Work task: Run through the data and copy out every line that mentions the word "MessageDialog".

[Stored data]
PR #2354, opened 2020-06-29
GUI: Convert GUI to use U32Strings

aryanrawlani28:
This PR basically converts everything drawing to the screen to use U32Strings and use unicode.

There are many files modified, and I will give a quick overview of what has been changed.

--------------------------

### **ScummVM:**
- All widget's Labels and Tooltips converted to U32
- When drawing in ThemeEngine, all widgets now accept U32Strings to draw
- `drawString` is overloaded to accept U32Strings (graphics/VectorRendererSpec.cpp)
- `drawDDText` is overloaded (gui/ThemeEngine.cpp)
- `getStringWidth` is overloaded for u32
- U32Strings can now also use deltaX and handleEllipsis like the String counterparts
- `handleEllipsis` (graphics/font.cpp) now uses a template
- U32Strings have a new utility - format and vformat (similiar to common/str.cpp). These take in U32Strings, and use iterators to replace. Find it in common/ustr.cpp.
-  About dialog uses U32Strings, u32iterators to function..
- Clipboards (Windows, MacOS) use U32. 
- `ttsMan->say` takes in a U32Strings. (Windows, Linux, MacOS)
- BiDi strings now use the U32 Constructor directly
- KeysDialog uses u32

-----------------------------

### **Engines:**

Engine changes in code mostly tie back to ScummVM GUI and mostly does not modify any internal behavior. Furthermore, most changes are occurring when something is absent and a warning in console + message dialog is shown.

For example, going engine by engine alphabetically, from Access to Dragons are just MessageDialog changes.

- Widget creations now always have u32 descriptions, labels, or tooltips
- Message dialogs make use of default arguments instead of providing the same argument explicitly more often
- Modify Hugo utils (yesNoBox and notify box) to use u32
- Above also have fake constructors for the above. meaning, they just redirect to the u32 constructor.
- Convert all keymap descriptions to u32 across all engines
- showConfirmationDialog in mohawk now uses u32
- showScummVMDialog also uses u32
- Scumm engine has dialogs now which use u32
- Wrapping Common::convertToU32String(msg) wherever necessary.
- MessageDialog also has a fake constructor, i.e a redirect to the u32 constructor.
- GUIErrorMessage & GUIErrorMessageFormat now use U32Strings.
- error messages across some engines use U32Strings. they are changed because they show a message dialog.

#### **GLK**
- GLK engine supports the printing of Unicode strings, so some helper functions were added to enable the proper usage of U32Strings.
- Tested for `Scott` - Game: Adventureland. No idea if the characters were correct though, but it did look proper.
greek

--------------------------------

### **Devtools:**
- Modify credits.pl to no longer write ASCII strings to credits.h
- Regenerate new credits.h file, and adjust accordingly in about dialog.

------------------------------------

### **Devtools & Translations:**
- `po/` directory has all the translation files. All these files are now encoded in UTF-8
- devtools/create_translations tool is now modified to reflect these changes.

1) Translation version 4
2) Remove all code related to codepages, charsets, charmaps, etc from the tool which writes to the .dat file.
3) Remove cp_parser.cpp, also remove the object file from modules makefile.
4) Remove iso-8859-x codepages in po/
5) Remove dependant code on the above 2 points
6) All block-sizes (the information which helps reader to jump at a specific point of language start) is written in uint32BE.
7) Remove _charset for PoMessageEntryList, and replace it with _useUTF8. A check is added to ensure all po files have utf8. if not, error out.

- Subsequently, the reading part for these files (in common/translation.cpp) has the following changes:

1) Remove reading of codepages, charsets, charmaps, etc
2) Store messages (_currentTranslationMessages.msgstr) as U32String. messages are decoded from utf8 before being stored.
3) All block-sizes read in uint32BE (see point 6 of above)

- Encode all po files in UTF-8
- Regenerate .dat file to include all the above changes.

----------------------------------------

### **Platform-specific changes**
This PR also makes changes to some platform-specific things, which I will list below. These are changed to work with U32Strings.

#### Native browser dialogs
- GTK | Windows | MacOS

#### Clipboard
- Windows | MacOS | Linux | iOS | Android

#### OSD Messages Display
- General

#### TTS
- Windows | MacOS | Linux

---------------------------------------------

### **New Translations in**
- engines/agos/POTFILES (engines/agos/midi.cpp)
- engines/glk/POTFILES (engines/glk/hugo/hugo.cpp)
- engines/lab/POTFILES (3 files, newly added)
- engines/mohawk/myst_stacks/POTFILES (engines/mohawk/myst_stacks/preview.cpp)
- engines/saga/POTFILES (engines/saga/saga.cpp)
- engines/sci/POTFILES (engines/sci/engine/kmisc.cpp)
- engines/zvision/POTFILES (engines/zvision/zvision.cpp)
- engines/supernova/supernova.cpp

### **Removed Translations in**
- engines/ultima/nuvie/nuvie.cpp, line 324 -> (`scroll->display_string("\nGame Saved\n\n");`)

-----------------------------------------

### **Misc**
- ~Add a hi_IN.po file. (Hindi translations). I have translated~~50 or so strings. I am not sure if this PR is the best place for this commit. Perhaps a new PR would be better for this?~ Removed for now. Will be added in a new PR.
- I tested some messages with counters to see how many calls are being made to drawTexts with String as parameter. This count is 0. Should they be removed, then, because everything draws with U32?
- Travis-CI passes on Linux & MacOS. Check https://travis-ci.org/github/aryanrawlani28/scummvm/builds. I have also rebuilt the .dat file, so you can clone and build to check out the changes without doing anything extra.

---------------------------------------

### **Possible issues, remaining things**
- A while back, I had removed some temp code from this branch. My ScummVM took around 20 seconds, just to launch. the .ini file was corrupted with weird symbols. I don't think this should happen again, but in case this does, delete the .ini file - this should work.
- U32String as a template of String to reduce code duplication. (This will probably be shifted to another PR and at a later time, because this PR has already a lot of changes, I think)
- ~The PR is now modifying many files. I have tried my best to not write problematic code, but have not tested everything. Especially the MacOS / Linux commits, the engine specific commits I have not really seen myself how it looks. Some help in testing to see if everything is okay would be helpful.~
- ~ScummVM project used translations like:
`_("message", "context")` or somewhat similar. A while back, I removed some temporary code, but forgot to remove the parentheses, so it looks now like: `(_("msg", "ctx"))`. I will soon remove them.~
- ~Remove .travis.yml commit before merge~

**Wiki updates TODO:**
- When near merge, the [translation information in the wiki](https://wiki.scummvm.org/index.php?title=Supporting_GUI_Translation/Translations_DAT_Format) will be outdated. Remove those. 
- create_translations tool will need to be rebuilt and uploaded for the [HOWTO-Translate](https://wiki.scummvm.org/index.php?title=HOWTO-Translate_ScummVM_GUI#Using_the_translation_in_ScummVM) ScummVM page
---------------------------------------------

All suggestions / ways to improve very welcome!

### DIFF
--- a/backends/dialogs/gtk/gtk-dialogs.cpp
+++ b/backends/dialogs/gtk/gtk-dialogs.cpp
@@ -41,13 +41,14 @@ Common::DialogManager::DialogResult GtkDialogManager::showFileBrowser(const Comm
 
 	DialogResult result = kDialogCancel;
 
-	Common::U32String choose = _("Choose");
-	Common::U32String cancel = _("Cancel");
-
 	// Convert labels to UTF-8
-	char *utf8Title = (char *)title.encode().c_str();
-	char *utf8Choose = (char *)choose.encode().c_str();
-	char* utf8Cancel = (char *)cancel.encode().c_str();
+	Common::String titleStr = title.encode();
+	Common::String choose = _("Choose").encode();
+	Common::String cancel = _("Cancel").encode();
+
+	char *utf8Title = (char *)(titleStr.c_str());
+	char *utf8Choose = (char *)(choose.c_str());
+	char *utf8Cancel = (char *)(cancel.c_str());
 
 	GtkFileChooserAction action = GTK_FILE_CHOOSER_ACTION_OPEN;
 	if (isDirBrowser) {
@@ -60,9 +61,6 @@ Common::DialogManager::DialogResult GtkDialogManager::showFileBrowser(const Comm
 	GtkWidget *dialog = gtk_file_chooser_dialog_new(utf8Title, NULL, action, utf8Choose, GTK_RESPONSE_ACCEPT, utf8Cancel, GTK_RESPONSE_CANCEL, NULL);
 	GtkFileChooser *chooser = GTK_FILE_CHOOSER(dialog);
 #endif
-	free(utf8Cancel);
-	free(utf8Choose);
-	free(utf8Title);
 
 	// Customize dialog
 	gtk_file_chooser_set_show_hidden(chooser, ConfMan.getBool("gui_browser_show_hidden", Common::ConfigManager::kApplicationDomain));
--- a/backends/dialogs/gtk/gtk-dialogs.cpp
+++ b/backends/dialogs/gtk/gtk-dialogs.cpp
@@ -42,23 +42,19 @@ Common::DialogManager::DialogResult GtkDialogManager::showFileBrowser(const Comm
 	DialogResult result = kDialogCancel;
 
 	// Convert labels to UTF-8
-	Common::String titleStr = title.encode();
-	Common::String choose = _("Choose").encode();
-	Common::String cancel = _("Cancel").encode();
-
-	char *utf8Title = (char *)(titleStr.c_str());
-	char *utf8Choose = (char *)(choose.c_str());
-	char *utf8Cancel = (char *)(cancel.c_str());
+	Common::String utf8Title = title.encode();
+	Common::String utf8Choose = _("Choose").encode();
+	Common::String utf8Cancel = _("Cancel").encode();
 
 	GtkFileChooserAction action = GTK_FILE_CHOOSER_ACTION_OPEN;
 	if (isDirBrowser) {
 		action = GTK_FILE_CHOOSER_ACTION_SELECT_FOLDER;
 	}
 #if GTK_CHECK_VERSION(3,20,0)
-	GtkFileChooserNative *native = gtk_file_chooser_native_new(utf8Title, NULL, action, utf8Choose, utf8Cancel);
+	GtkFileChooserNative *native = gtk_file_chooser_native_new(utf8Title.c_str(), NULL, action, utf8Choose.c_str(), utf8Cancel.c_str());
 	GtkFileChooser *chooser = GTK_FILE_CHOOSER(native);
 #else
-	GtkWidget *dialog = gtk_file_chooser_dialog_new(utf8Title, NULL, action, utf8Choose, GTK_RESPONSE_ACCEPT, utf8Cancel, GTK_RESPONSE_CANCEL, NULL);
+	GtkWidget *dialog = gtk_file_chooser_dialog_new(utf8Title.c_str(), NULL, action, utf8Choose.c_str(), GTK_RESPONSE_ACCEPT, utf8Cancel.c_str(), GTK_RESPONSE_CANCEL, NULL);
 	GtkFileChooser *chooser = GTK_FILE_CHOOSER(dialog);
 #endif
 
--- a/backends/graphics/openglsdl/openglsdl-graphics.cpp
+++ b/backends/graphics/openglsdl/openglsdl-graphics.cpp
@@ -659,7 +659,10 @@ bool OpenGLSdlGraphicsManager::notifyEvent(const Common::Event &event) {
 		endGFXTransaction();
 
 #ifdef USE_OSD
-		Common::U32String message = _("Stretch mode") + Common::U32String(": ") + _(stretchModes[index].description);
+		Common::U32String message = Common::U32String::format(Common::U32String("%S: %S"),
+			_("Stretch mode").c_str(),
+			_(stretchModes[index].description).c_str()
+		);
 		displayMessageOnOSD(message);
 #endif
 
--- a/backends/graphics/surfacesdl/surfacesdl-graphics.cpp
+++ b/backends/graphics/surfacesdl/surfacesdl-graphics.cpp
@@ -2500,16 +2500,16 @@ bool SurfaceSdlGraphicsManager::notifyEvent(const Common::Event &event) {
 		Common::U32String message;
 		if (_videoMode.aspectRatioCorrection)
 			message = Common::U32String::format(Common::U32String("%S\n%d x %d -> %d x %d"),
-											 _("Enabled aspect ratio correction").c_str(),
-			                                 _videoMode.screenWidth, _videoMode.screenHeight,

Output of the exercise:
For example, going engine by engine alphabetically, from Access to Dragons are just MessageDialog changes.
- MessageDialog also has a fake constructor, i.e a redirect to the u32 constructor.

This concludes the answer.